Cuando Jesús mandó a sus discípulos “id y haced discípulos de todos los pueblos” (Mt. 28,19), claramente hablaba de hacer “discípulos” –no simplemente partidarios o admiradores- a personas que ya no le podían conocer físicamente. Los apóstoles cumplieron el encargo y muchas personas, ya desde el día de Pentecostés, después de la predicación de Pedro, se bautizaron y se hicieron seguidores, no de los apóstoles sino de Jesús, a quien ellos anunciaban. El mismo Pedro dirá con emoción a los destinatarios de su primera carta: “No habéis visto a Jesucristo, y lo amáis; no lo veis, y creéis en él; y os alegráis con un gozo inefable y transfigurado, alcanzando así la meta de vuestra fe: vuestra propia salvación” (1Pe. 1,9).

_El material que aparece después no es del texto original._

PR #2365, opened 2021-01-06
Adding `files` to content root if missing

### LINKED ISSUE #2248: Help when the CONTENT_ROOT lacks the "files" ending

jazzygasper:
Closes #2271 
Resolves #2248 

Thanks for the feedback @peterbe

### DIFF
--- a/content/constants.js
+++ b/content/constants.js
@@ -6,12 +6,19 @@ require("dotenv").config({
   path: path.join(__dirname, "..", process.env.ENV_FILE || ".env"),
 });
 
-const CONTENT_ROOT = process.env.CONTENT_ROOT;
+let CONTENT_ROOT = process.env.CONTENT_ROOT;
 if (!CONTENT_ROOT) {
   throw new Error("Env var CONTENT_ROOT must be set");
 }
 if (!fs.existsSync(CONTENT_ROOT)) {
   throw new Error(`${path.resolve(CONTENT_ROOT)} does not exist`);
+}
+const nestedFilesDir = path.join(CONTENT_ROOT, "files");
+if (fs.existsSync(nestedFilesDir)) {
+  CONTENT_ROOT = nestedFilesDir;
+  console.warn(
+    `Corrected the CONTENT_ROOT environment variable to ${CONTENT_ROOT}`
+  );
 }
 
 const CONTENT_ARCHIVED_ROOT = process.env.CONTENT_ARCHIVED_ROOT;


peterbe:
I look forward to reviewing this! A bit swamped right now. But I'll get around to it.

peterbe:
It's not because of your change but the `constants.js` is important several times because there's different things, like the server, the webpack, etc. 
Screen Shot 2021-01-07 at 3 15 42 PM

It's pretty noisy but it's fine. 
Do you think we should consider giving a helping hand by saying what the change was? So that the developer seeing these log outputs knows what to do.

content/constants.js
```diff
@@ -6,13 +6,20 @@ require("dotenv").config({
...
   throw new Error("Env var CONTENT_ROOT must be set");
 }
 if (!fs.existsSync(CONTENT_ROOT)) {
   throw new Error(`${path.resolve(CONTENT_ROOT)} does not exist`);
 }
+const nestedFilesDir = path.join(CONTENT_ROOT, "files");
+if (fs.existsSync(nestedFilesDir)) {
+  CONTENT_ROOT = nestedFilesDir;
+  console.warn(
+    `Corrected the CONTENT_ROOT environment variable to ${CONTENT_ROOT}`
```
peterbe, line 20: Yeah, I think it would be more useful if you display *what* was corrected. By displaying what it was before AND what it was corrected to, it might make it more clear what you should do if you want the noise to go away.

content/constants.js
```diff
@@ -6,13 +6,20 @@ require("dotenv").config({
...
-const CONTENT_ROOT = process.env.CONTENT_ROOT;
+let CONTENT_ROOT = process.env.CONTENT_ROOT;
 if (!CONTENT_ROOT) {
   throw new Error("Env var CONTENT_ROOT must be set");
 }
 if (!fs.existsSync(CONTENT_ROOT)) {
   throw new Error(`${path.resolve(CONTENT_ROOT)} does not exist`);
 }
+const nestedFilesDir = path.join(CONTENT_ROOT, "files");
+if (fs.existsSync(nestedFilesDir)) {
```
peterbe, line 17: I think it would be more explicit and easier to understand what it does if you add something like:
```
if (path.basename(CONTENT_ROOT) !== 'files' && fs.existsSync(path.join(CONTENT_ROOT, 'files')) {
```
Also, either before or after that line, can you jot down a code comment that explains why we're bothering with this. It doesn't need to explain what the effect is but the motivation that started this "hack".

peterbe (changes requested):
It works! That's the most important thing. I messed with my `.env` and thanks to your fix, I can now start the server and do Yari stuff.

peterbe:
Replaced by https://github.com/mdn/yari/pull/2661

PR #2366, opened 2021-01-06
trigger GA pageview send event

### LINKED ISSUE #2355: We're never sending the GA pageview event
It explains this drop in Google Analytics pageviews. 
Screen Shot 2021-01-06 at 8 46 54 AM

peterbe:
Fixes #2355

**How to test this...**
Best way to test this is to use `localhost:5000` which is a whole lot more realistic than using `localhost:3000` because, this way, the initial HTML is always server-side rendered (on-the-fly by Express instead of statically built in S3). 
But to be able to even do that add the following to your `.env` first:
```
```
Use a browser that doesn't block or "mess" with Google Analytics so that you know that it's not tracking protection refusing things. I use my stable Chrome. 
Load a page like: http://localhost:5000/en-US/docs/Web/HTML/Element/video
Open the web console, and what you should see is something like this:
Screen Shot 2021-01-06 at 3 03 27 PM

Things to observe:
* It doesn't set `dimension19`
* The `location` (`dl`) is accurate
* The `title` (`dt`) is accurate
* It ran! And only once.

Now, click a link in the breadcrumb to trigger a client-side navigation. Here's what you should see:
Screen Shot 2021-01-06 at 3 05 38 PM
Things to observe:
* It does set `dimension19`
* The `location` (`dl`) is accurate
* The `title` (`dt`) is accurate
* It ran! And only "once" (technically the second time if you include that previous initial load).

During the course of working on this, I've unravelled two things:

* It's hard to debug Google Analytics when you use the `webpackage` server (from `create-react-app` in `localhost:3000`). So I added a little shim to make it possible to enable Google Analytics even when you're on `http://localhost:3000`.
* The way Kuma did this (sending the `pageview` event) makes it impossible to incorporate client-side navigation. It would send it as the `/api/v1/whoami` XHR has finished loading. That only happens once if the user does trigger client-side navigation. Granted, Kuma probably implemented it like this to be able to include that the pageview was done as a signed in user. There's value in knowing how many pageviews where made my signed in users. But think this pattern is incorrect because it's not how MDN works. In MDN, you *always* load the page anonymously. Then, the `whoami` XHR mutates later and you might end up to be logged in (or some other interesting waffle flag). But that should be a separate event. So I'm breaking things a little bit here but nobody actively looking at this. And if they do, we should have a dedicated event that sends to GA that the user was logged in. 

Also, if you wait for `/api/v1/whoami` to finish, we miss pageview counts if that XHR request gets stuck (because Kuma) or if the user loads a page, but clicks away faster than the XHR request can complete.

### DIFF
--- a/client/src/app.tsx
+++ b/client/src/app.tsx
@@ -13,6 +13,7 @@ import { Footer } from "./ui/organisms/footer";
 import { Header } from "./ui/organisms/header";
 import { PageNotFound } from "./page-not-found";
 import { Banner } from "./banners";
+import { useDebugGA } from "./ga-context";
 
 const AllFlaws = React.lazy(() => import("./flaws"));
 const DocumentEdit = React.lazy(() => import("./document/forms/edit"));
@@ -75,6 +76,8 @@ function DocumentOrPageNotFound(props) {
 }
 
 export function App(appProps) {
+  useDebugGA();
+
   const routes = (
     <Routes>
       {/*
--- a/client/src/constants.ts
+++ b/client/src/constants.ts
@@ -14,3 +14,7 @@ export const AUTOCOMPLETE_SEARCH_WIDGET = JSON.parse(
 export const NO_WATCHER = JSON.parse(
   process.env.REACT_APP_NO_WATCHER || "false"
 );
+
+export const DEBUG_GOOGLE_ANALYTICS = JSON.parse(
+  process.env.REACT_APP_DEBUG_GOOGLE_ANALYTICS || "false"
+);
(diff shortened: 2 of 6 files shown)


peterbe:
It's important to note that the triggering of the `pageview` event is explicitly happening in the `<Document>` component. 
So, nothing gets sent when you get a 404 page. To have a pageview event on 404s would potentially be interesting too because we could get interesting analytics specifically about 404s. But the way I've designed it, we would be able to have full control over that in the `<PageNotFound>` component. For example, we could attach an event the user tried a non-en-US URL and they were offered a en-US equivalent link. Or instead of sending a `pageview` even inside the 404, we could send a regular plain GA event with some bits in it. 

All in all, the day we have a Yari Home page and a Yari Site-search page, they need to use the `useGA()` React hook and own the act of sending a `pageview` event.

escattone (approved):
@peterbe This looks and works great, and you even went the extra mile to make GA debugging work wth http://localhost:3000 (which I also tested). Thanks!

PR #2368, opened 2021-01-06
refactor kumascript testing workflow

peterbe:
Similar to https://github.com/mdn/yari/pull/2361

This way, there's a dedicated CI workflow exclusively for any changes within the kumascript sub-folder but only if there are changes there (or if packages are upgraded). 

This simplifies things.

### DIFF
--- a/.github/workflows/pr-kumascript.yml
+++ b/.github/workflows/pr-kumascript.yml
@@ -1,7 +1,7 @@
 # This workflow exclusively and specifically only checks the
 # kumascript test suite.
 # But if a package gets upgraded (e.g. Dependabot making a PR)
-# that should test the kumascript suite too because the dev packages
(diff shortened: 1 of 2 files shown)


peterbe:
Also, same idea as https://github.com/mdn/yari/pull/2357

peterbe:
Cool. When I ran it a second time, the caching of `node_modules` was warm because nothing had changed in `yarn.lock` between the first and the second run. 
So, the [second time](https://github.com/mdn/yari/pull/2368/checks?check_run_id=1658908786) it took 10s to download the cached data and 0s to run `yarn install` (because it never needed to run).
On the [first run](https://github.com/mdn/yari/runs/1658886937) it took 1m 24s to run the `yarn install` and 17s to store the cache. 
Neat!

fiji-flo (approved):
👍

PR #2371, opened 2021-01-07
Acronyms in readme

mattiapontonio:


chrisdavidmills (commented):
It makes no sense to have this acronym definitions table in this document, because those acronyms are not even used in this document.

A better solution would be to update the documents where the acronyms are actually used  to make sure an expansion is included after the first usage. For example the first instance could look like this:

```
The Browser Compat Data (BCD) project aims to...
```

And then use the acronym thereafter, for example:

```
If you want to contribute to the BCD project...
```

And/or you could link to the project itself, to provide a definition: https://github.com/mdn/browser-compat-data

But we don't tend to include acronym tables in documents.

mattiapontonio:
@chrisdavidmills 

- this was for issues
- what _Compat_ means?

Issue #2254, opened 2020-12-21
Put Yari logo in the readme and in GitHub's repository settings


mattiapontonio:
I like this logo very much.
Can We put It in the readme?

## The advantages
- I like brand things
- If setupped even in GitHub setting if a developer shares the repo there Is a preview with the logo in WhatsApp for instance.

![Screenshot_20201222-005322.png](https://user-images.githubusercontent.com/44380480/102833089-750e1000-43f0-11eb-9d1d-f503536453db.png)

https://hacks.mozilla.org/2020/12/welcome-yari-mdn-web-docs-has-a-new-platform/

PR #2372, opened 2021-01-07
added Yari logo

mattiapontonio:
#2254


escattone:
@mattiapontonio This is not something we want or need to do. This just wastes our time. Please focus on resolving existing issues or clearly identifying new issues.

Creer, amar y seguir a Jesús, eso es ser su discípulo. Esto es posible, aunque no se le haya visto con los ojos de la cara, porque Jesús cumple su promesa: “yo estoy con vosotros todos los días hasta el fin del mundo” (Mt. 28,20). Jesucristo en persona se hace presente en los mensajeros: “Quien acoja al que yo envío, me acoge a mí” (Jn. 13,20). Por eso, San Pablo puede decir con verdad: “No vivo yo, sino que es Cristo quien vive en mí” (Gal. 2,20).

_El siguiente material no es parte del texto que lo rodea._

PR #2374, opened 2021-01-07
Browser release dates not being shown

### LINKED ISSUE #2308: Browser release dates not being shown
#944 meant to add release dates when the BCD data includes them, but I can't see it working e.g. on https://developer.mozilla.org/en-US/docs/Web/CSS/writing-mode where none of the browsers have a release date despite BCD including them

(this also in a way touches on #1400)

peterbe:
Fixes #2308

How to test this:

```
yarn prepare-build
BUILD_FOLDERSEARCH=web/css yarn build 
cat client/build/en-us/docs/web/css/writing-mode/bcd.json | jq
```

The bug only shows itself when the builder comes across the same object from `@mdn/browser-compat-data`. Whoever is the first object that touched the object would mutate it too destructively so when the next page builds, it would lack information. 

For the record, the serialized and dumped `bcd.json` becomes about 113KB if you don't disregard that chunk of data. If you do the exclusion serialization it becomes about 5KB. So there's value in the optimization.

### DIFF
--- a/build/cli.js
+++ b/build/cli.js
@@ -130,7 +130,19 @@ async function buildDocuments(files = null) {
     for (const { url, data } of bcdData) {
       fs.writeFileSync(
         path.join(outPath, path.basename(url)),
-        JSON.stringify(data)
+        JSON.stringify(data, (key, value) => {
+          // The BCD data object contains a bunch of data we don't need in the
+          // React component that loads the `bcd.json` file and displays it.
+          // The `.releases` block contains information about browsers (e.g
+          // release dates) and that part has already been extracted and put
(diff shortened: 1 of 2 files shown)


peterbe:
For the record, this is a fix/improvement to something that could do with some more bigger/deeper fundamental fixes. 
Ideally, inside the `<BrowserCompatibilityTable>` component, we should know exactly which data we need and make sure we only serialize exactly that in the `bcd.json` files. Perhaps another day.

fiji-flo (approved):
Nice, and I do agree that moving to an include list sounds good.

PR #2382, opened 2021-01-07
Getting started instead of QuickStart

mattiapontonio:
https://en.m.wikipedia.org/wiki/QuickStart

### DIFF
--- a/README.md
+++ b/README.md
@@ -3,7 +3,7 @@
 ![Testing](https://github.com/mdn/yari/workflows/Testing%20Yari/badge.svg)
 ![Production Build](https://github.com/mdn/yari/workflows/Production%20Build/badge.svg)
 
-## Quickstart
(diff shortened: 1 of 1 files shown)


chrisdavidmills:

Así se entiende que anunciar a Jesucristo y su Evangelio no es pasar una información a otra persona, sino la presentación que “un discípulo de Jesús” hace de su Maestro y Señor. Será el propio Jesús quien hable personalmente al corazón del destinatario y le llame a ser su discípulo. En este sentido, el misionero es la mediación o el instrumento de quien se vale el Señor para que se produzca ese encuentro. Después de la Pascua del Señor, los discípulos de Jesús se hacen por el poder del Espíritu Santo y mediante la acción de quienes realizan el encargo de Jesús: “Id y haced discípulos de todos los pueblos, bautizándolos y enseñándoles a guardar todo lo que yo os me mandado” (Mt. 28,19).

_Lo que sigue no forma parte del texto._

PR #4091, opened 2021-06-25
reuse saved feed entries for homepage SPA

peterbe:
My Wifi was down and I couldn't use `yarn dev`. 
Granted, the macOS `tmp` dir will periodically clean itself up and completely wipe when you restart the computer so there it wouldn't save you either. 
But introducing a simple disk-based cache is cheap and it makes `yarn dev` a little bit more pleasant.

### DIFF
--- a/build/feedparser.js
+++ b/build/feedparser.js
@@ -1,15 +1,38 @@
+const fs = require("fs");
+const path = require("path");
+const { promisify } = require("util");
+
 const got = require("got");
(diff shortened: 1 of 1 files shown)


peterbe:
@fiji-flo ping r?

fiji-flo (approved):
Fine with me. However, I wouldn't in terms of tradeoff between complexity and benefit. Your call @peterbe

PR #4092, opened 2021-06-25
headless test sign up and sign in

peterbe:
We did have some very basic headless tests of the settings page. But it never actually tested signing in or signing up. Instead, what it used to do was to force in a `fakesessionid` cookie into the `page` object and then the static fixture server would know what to do with that. 
As of this PR, the tests actually get to the Account settings page by actually clicking on "Sign in" and from there it clicks on the "Sign in with GitHub" button which sets a cookie and the `/api/v1/whoami` works. 
And if you press the "Sign in with Google" it pretends you've signed signed up before so it sends you to the sign up page where you have check the checkbox that you agree to the terms. 

What's most important about this PR isn't that it more properly tests auth-related pages but that with this we can soon start adding headless tests that test the Stripe flow!


peterbe:
I have no idea why those other tests are failing now. Grr!

peterbe:
@escattone @Gregoor once this lands we can extend it so that it 1) sign up/in and then 2) clicks on Account settings and from there presses the relevant button that redirects to Stripe. But we'd intercept that redirect and do some more fixture hacking on the API. 

But the UI for the Stripe-on-account-settings page isn't done yet. Wait for @schalkneethling on that.

peterbe:
> I have no idea why those other tests are failing now. Grr!

Unrelated headless tests but they're all so flaky and unreliable. 
Headless testing is immensely powerful but I think the right choice would be to see about moving from jest-puppeteer to try out Cypruss or Playwright instead. I have to many gripes with jest-puppeteer.

Gregoor (approved):

peterbe:
Thanks @Gregoor This is going to be a great start for when we write end-to-end tests where the user clicks to become a subscriber and once that's been established, we can test things like deep-dives (access) and bookmarks all from headless tests.

Gregoor:
Absolutely. I half-wished this would be some crazy kuma-yari-frankenstein-integration-tests. But I would also be quite scared of the code that assembles that beast, so it's probably good that it is not that.

peterbe:
> Absolutely. I half-wished this would be some crazy kuma-yari-frankenstein-integration-tests. But I would also be quite scared of the code that assembles that beast, so it's probably good that it is not that.

I think a lot about mocking and fixtures and how dangerous (in assumptions and presumptions) they are. But no matter how you think about it, everything has to be a mock/fixture unless you can have real VISA credit cards for real and storing real passwords in the repo.

PR #4096, opened 2021-06-27
Fixing canonical references for Intl related pages

SphinxKnight:
This matches the current structure of the tree and avoids locale to add explicit redirects to match the en-US current state of docs (cf. https://github.com/mdn/translated-content/pull/1320 )


romain-trotard:
I have tested locally, it's working great on the Sidebar without redirect anymore and now we gonna have the right names:
image

I don't know if there is any other impacts so I don't approve but looks good to me :)

SphinxKnight:
@Rumyra Is there any reason for this PR not to be merged?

Como se observa en los Hechos de los Apóstoles, ya en las primeras comunidades cristianas se consideraba discípulo de Jesús a cualquier bautizado que adoptara una actitud conforme a las enseñanzas de Cristo y así lo ha sido hasta hoy en que, “los cristianos de todo el mundo, están llamados ante todo a ser cada vez más ‘discípulos de Jesucristo’, algo que, en el fondo, ya somos en virtud del bautismo, lo cual no quita que debamos llegar a serlo siempre de forma nueva mediante la asimilación viva del don de ese sacramento”[4].

[1]Benedicto XVI, Sao Paulo, 11 de mayo de 2007

[2]Benedicto XVI, a la Curia Romana, el 21 de diciembre de 2007.

[3]Congregación del Clero, “Identidad misionera del presbítero”, n. 3,1.

[4]Benedicto XVI, a la Curia Romana, el 21 de diciembre de 2007.